Begalan dilakukan oleh dua orang pria dewasa yang merupakan sedulur pancer lanang (saudara garis laki-laki) dari pihak mempelai pria. Kedua pemain begalan menari di depan kedua mempelai dengan membawa properti yang disebut brenong kepang. Properti tersebut terdiri atas alat-alat dapur yang diberi makna simbolis yang berisi falsafah Jawa dan berguna bagi kedua mempelai yang akan menempuh hidup baru mengarungi kehidupan berumah tangga. Dalam pementasannya, kedua pemain begalan menari dengan diiringi gendhing-gendhing Banyumasan yang disajikan dengan menggunakan perangkat gamelan. Hingga saat ini begalan masih tumbuh subur di seluruh wilayah Kabupaten Banyumas.
Bongkel
Bongkel adalah musik tradisional mirip angklung, hanya terdiri atas satu buah instrumen dengan empat buah bilah berlaras slendro dengan nada 2 (ro), 3 (1u), 5 (ma) dan 6 (nem). Dalam penyajiannya, bongkel memiliki gendhing-gendhing khusus. Bongkel hanyatumbuh dan berkembang di Desa Gerduren, Kecamatan Purwojati.
Buncis
Buncis adalah perpaduan antara musik dan tail yang dibawakan oleh delapan penari pria. Dalam pertunjukkannya, pemain buncis menari sambil bermain musik dan vokal dengan membawa alat musik angklung. Buncis merupakan kesenian khas desa Tanggeran, kecamatan Somagede, kabupaten Banyumas.
Calung
Calung adalah musik tradisional dengan perangkat mirip gamelan terbuat dari bambu wulung. Musik calung hidup di komunitas masyarakat pedesaan di wilayah sebaran budaya Banyumas. Menurut masyarakat setempat, kata "calung" merupakan jarwo dhosok (dua kata yang digabung menjadi kata bentukan baru) yang berarti carang pring wulung (pucuk bambu wulung) atau dicacah melung-melung (dipukul bersuaranyaring).

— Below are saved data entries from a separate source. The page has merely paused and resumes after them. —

PR #4729, opened 2025-09-17
Add Czyste Miasto Gdańsk source

### LINKED ISSUE #4262: [Source Request]: Gdańsk, Poland
### Municipality / Region

Gdańsk, Poland

https://czystemiasto.gdansk.pl/harmonogram-odbioru-odpadow/

### Example Address

_No response_

### Collection Data Format

Dedicated IOS/Android APP, As PDF Download, As html on a webpage

### Additional Information

[kalendarz.pdf](https://github.com/user-attachments/files/20746274/kalendarz.pdf)

dulek:
Closes #4262


5ila5:
Gdańsk is already supported by the `ecoharmonogram_pl` source. You even call an ecoharmonogram API

dulek:
Ha, I just tested it and you're right. :) Though I see that 2 categories are missing from `ecoharmonogram_pl` source - "ODPADY ZIELONE" (green waste) and "TERMINY PŁATNOŚCI" (payment date) which are available in the Czyste Miasto Gdańsk app.

Anyway your call if you want to include this or assume it's redundant. Stuff returned from `ecoharmonogram_pl` is actually enough for my own purposes.

5ila5:
I don't think adding a additional source is not a good idea if we call the API of the same service provider. We could add extra info section to whe ecoharmogram_pl so the supported regions show up in the README and HA config flow. But there are a ton of regions and I think it would clutter the interface more than it would help.

If you want you could try to figure out why the https://ecoharmonogram.pl/api/api.php does not contain the green waste.
But I'll close this for now

dulek:
> I don't think adding a additional source is not a good idea if we call the API of the same service provider. We could add extra info section to whe ecoharmogram_pl so the supported regions show up in the README and HA config flow. But there are a ton of regions and I think it would clutter the interface more than it would help.
> 
> If you want you could try to figure out why the https://ecoharmonogram.pl/api/api.php does not contain the green waste. But I'll close this for now

Ouch, only now I realized this is actually calling exactly the same API. So yeah, good call to drop this, thanks!

PR #4742, opened 2025-09-22
Update bodenseekreis_de.md due to changes on bodenseekreis.de

snowstoked:
Changed the description and URL due to new implementation generating the ical file on bodenseekreis.de since 19.09.2025


5ila5:
Thanks for your contribution. The MD file is actually generated by the YAML file, so your changes would've been overwritten. I applied these changes in the YAML file (and modified the last line a bit as the old one does not make much sense when displayed in the HA GUI and I try to remove this line from all sources one by one)

PR #4743, opened 2025-09-22
Add street filter for Frankenberg DE

hnrmrl:
If a street is selected, then the filter shall be applied to the iCal generator


5ila5:
Thanks for your contribution

PR #4752, opened 2025-09-24
Fixing #4738

### LINKED ISSUE #4738: [Bug]: Wokingham recycling broken
### I Have A Problem With:

A specific source

### What's Your Problem

The council have added (week 1) or (week 2) after recycling, which has broken that bin source.

Changing line 131 in the wokingham_gov_uk.py source file to:

`            waste_type = card.find("h3").text.split("(")[0].strip()`

Fixes it, but I’m not going to be near a pc where I can submit a PR in the next week, so just putting this here for now, in case anyone needs it, and I can try and get a PR done next week, if no one else does it in the meantime.

### Source (if relevant)

wokingham_gov_uk

### Logs

```Shell

```

### Relevant Configuration

```YAML

```

### Checklist Source Error

### Checklist Sensor Error

### Required

Rujith:
Fix #4738. 
Implementing the solution suggested in the bug


badguy99:
Thanks for picking this up @Rujith

PR #211, opened 2025-04-01
Implement remote streaming of publications

chocolatkey:
- Both S3 (AWS and S3-compatible services) as well as Google Cloud Storage are supported
- Tests will definitely be failing right now. Want to see feedback first to avoid rewriting tests
- I'm still experimenting with the `fs` wrapper

Let me know what you think of the API. Unfortunately I did not have the time to also update to the Readium Mobile v3 AssetRetriever/PublicationOpener so it still uses the Streamer API.

The `rwp serve` server distinguishes between the location of the publication based on the URL scheme of the encoded path component. E.g. `http://wps-server/Z3M6Ly9yZWFkaXVtLXBsYXlncm91bmQtZmlsZXMvZGVtby9sZXNfZGlhYm9saXF1ZXMuZXB1Yg/OEBPS/content-7.xhtml` 's path decoded is `gs://readium-playground-files/demo/les_diaboliques.epub`. The acceptable URL schemes are `gs`, `s3`, `file`, `http`, `https`. For backwards-compatibility, "naked" paths (no URL scheme) will turn into file URLs.


pkg/archive/archive_s3.go
```diff
@@ -0,0 +1,82 @@
...
+}
+
+// CanOpen implements SchemeSpecificArchiveFactory
+func (e S3ArchiveFactory) CanOpen(scheme url.Scheme) bool {
+	return scheme == url.SchemeS3
+}
+
+// Open implements ArchiveFactory
+func (e S3ArchiveFactory) Open(location url.URL, password string) (Archive, error) {
+	return nil, errors.New("S3 archives must be opened with OpenWithContext")
```
mickael-menu: I'm not sure what the `Context` is used for, but that does not feel right to have implementations implementing selectively some of the APIs of an interface.

Would it be possible to keep only the `Open()` API taking a `Context` for all factories? Or pass the `Context` object when instantiating the factory struct instead of passing it to `Open()`?

pkg/archive/remote.go
```diff
@@ -0,0 +1,469 @@
...
+		zipTailSize:         65 * 1024, // 65KB
+	}
+	if !r.cacheAll() {
+		r.cachedRanges = make([]readRange, 0, r.cacheCountThreshold)
+	}
+	return r
+}
+
+// S3-specific reader
+type remoteS3Reader struct {
```
mickael-menu: I only quickly brushed over this, but would it make sense to move the S3 and GC specific readers in the `archive/archive_s3.go` and `archive/archive_gc.go` files instead?

pkg/fetcher/fetcher.go
```diff
@@ -28,6 +32,30 @@ type Fetcher interface {
...
+
+	/**
+	 * Known resources available in the medium, such as file paths on the file system
+	 * or entries in a ZIP archive. This list is not exhaustive, and additional
+	 * unknown resources might be reachable.
+	 *
+	 * If the medium has an inherent resource order, it should be followed.
+	 * Otherwise, HREFs are sorted alphabetically.
+	 */
+	LinksWithContext(ctx context.Context) (manifest.LinkList, error)
```
mickael-menu: It looks like another symptom of the issue I talked about in the other comment. It would be more convenient if we can get the context from the properties of the implementing struct, or keep the context-based APIs for all cases.

pkg/fetcher/traits.go
```diff
@@ -14,3 +16,34 @@ type CompressedResource interface {
...
+	ReadAsXML(prefixes map[string]string) (*xmlquery.Node, *ResourceError)
+}
+
+// Adds context to resource retrieval.
+type RemoteResource interface {
+	Resource
+
+	// Returns data length from metadata if available, or calculated from reading the bytes otherwise.
+	// This value must be treated as a hint, as it might not reflect the actual bytes length. To get the real length, you need to read the whole resource.
+	LengthWithContext(ctx context.Context) (int64, *ResourceError)
```
mickael-menu: Same

pkg/fetcher/traits.go
```diff
@@ -14,3 +16,34 @@ type CompressedResource interface {
 	ReadCompressed() ([]byte, *ResourceError)
 	ReadCompressedGzip() ([]byte, *ResourceError)
 }
+
+type StringResource interface {
```
mickael-menu: Could you explain why you extracted these APIs in a new `StringResource` interface?

If I'm not mistaken, as we don't know if a `Resource` will contain plain text until we try to read it, you will need to implement this for all `Resource` structs?

As I can see there's a lot of code duplication for these implementations, I think these APIs don't fit Go very well. Maybe keeping only the top-level `ReadResourceAsString()` functions is enough? Alternatively I found this technique using a base embedded struct: https://go.dev/play/p/ByoUzfqOpn

pkg/fetcher/resource.go
```diff
@@ -243,6 +247,55 @@ func Other(cause error) *ResourceError {
...
+			if ae.ErrorCode() == "AccessDenied" {
+				return Forbidden(err)
+			}
+		}
+	}
+
+	return Other(err)
+}
+
+func GCSErrorToException(err error) *ResourceError {
```
mickael-menu: These don't look like they belong in this module?

pkg/archive/archive_s3.go
chocolatkey: The context is used to give the implementer an opportunity to cancel the requests that are being made to perform the initial opening of the archive, or have them time out, if there is no longer a reason to proceed with the opening of the archive. In the example below, you can see my reasoning for having it be in the function instead of the archive factory creation functions, namely that I don't think the factories should take in the context because otherwise they are no longer reusable across multiple requests in this example. Because a factory is (as far as I understand based on the mobile toolkits) supposed to be for create e.g. an archive over and over again, it wouldn't make sense to provide it with the context for only a single opening of the archive. Let me know if that makes sense.

```go
var archiveFactory = archive.NewGCSArchiveFactory(gcsClient, archive.NewDefaultRemoteArchiveConfig())

func handleRequest(r *http.Request) {
    archive, err := archiveFactory.OpenWithContext(r.Context()) // This will be cancelled if the HTTP request is cancelled because it uses the requests's context
    // ...
}
```

What I could theoretically do is what I did with some other structs, and keep the `Open` API functional as a fallback, using `context.Background()`. It isn't ideal to use though, and I'd like to discourage its usage because having infinite contexts could lead to a request to open an archive being stuck due to a network issue, and I'd rather have implementers not fall into that trap like I have before.

pkg/archive/remote.go
chocolatkey: Sure, I can move them

pkg/fetcher/fetcher.go
chocolatkey: Same issue as above. What do you mean by `keep the context-based APIs for all cases` though? Like, getting rid of the non-context APIs?

pkg/fetcher/traits.go
chocolatkey: I've never liked the duplication either. I'll look into that technique, maybe I can get rid of those duplicate functions. If not, I'll just turn it into utility functions instead if you don't mind it not matching the mobile toolkit

pkg/fetcher/resource.go
chocolatkey: I put them here because it's the best place I could think of, since it's not like we have a special package for remote/cloud streaming. I was thinking about creating `pkg/cloud`, but it seemed to bare-bones. What do you think would be the best place to place these?

pkg/fetcher/traits.go
mickael-menu: > If not, I'll just turn it into utility functions instead if you don't mind it not matching the mobile toolkit

Absolutely, I'm all in favor of keeping the APIs more idiomatic to the platform than exactly in sync between the toolkits.

pkg/fetcher/resource.go
mickael-menu: I would put `AWSErrorToException` in `fetcher_s3.go` and `GCSErrorToException` in `fetcher_gcs.go` where they are used, and probably keep them private.

pkg/archive/archive_s3.go
mickael-menu: Thank you, that makes perfect sense. It looks like this is a pretty generic Go way of cancelling a task, so I think it could make sense to get rid of the APIs that don't use `Context` and require it every time.

pkg/fetcher/fetcher.go
mickael-menu: Yes exactly.

pkg/fetcher/traits.go
chocolatkey: I've removed that interface and the repeated functions, the places where they're needed just use plain functions that perform the equivalent work

pkg/fetcher/resource.go
chocolatkey: Done

chocolatkey:
@mickael-menu I've moved off of the `*WithContext` functions, and refactored the codebase to work with `context.Context`. Any other issues/suggestions before I start with tests?

mickael-menu:
@chocolatkey Not that I can think of 🤔
 
Thank you for making these changes.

Spesifikasi musik calung adalah bentuk musik minimal, yaitu dengan perangkat yang sederhana (minimal), namun mampu menghasilkan aransemen musikal yang lengkap. Perangkat musik calung teridiri atas gambang barung, gambang penerus, dhendhem, kenong, gong dan kendhang. Perangkat musik ini berlaras slendro dengan nada-nada I (ji), 2 (ro), 3 (lu), 5 (ma) dan 6 (nem).

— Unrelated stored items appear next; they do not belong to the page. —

PR #217, opened 2025-04-17
Image inference

### LINKED ISSUE #176: Extracting additional information from images
We'd like to extract the following information from every bitmap image present in an EPUB package:

- [x] height
- [x] width
- [x] size of the file
- [x] presence of animated content
- [x] cryptographic hash
- [x] perceptual hash

This will be based on https://pkg.go.dev/golang.org/x/image plus additional packages for hashing.

All of these info will be added to the shared model for the Link Object and also included in the JSON/RWPM output:

- Link Objects can already document a `height` and a `width`
- We might consider adding the size of a file as a core property of the Link Object (`size`?)
- While the presence of animated content and crypto/perspectual hashes should rely on `properties` and extensions

chocolatkey:
Closes #176

- Includes the streaming working of #211 (no changes, no need to re-review)
- Add a helper to transform fetchers and resources into interfaces compatible with Go's `fs.FS` and `fs.File`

Dalam penyajiannya, calung menyajikan gendhing-gendhing gaya Banyumas, Surakarta, Yogyakarta, Sunda, dan lagu-lagu pop yang diaransir ulang. Calung tumbuh subur di seluruh wilayah Kabupaten Banyumas.
Cowongan
Cowongan adalah upacara minta hujan dengan menggunakan properti berupa siwur atau irus yang dihias menyerupai seorang putri. Pelaku cowongan terdiri atas wanita yang tengah dalam keadaan suci (tidak sedang haid, nifas, atau habis melakukan hubungan seksual). Dengan menyanyikan tembang-tembang tertentu yang sesungguhnya merupakan doa-doa itu. Cowongan dilaksanakan hanya pada saat terjadi kemarau panjang. Biasanya ritual ini dilaksanakan mulai pada akhir masa kapat (hitungan masa dalam kalender Jawa) atau sekitar bulan September.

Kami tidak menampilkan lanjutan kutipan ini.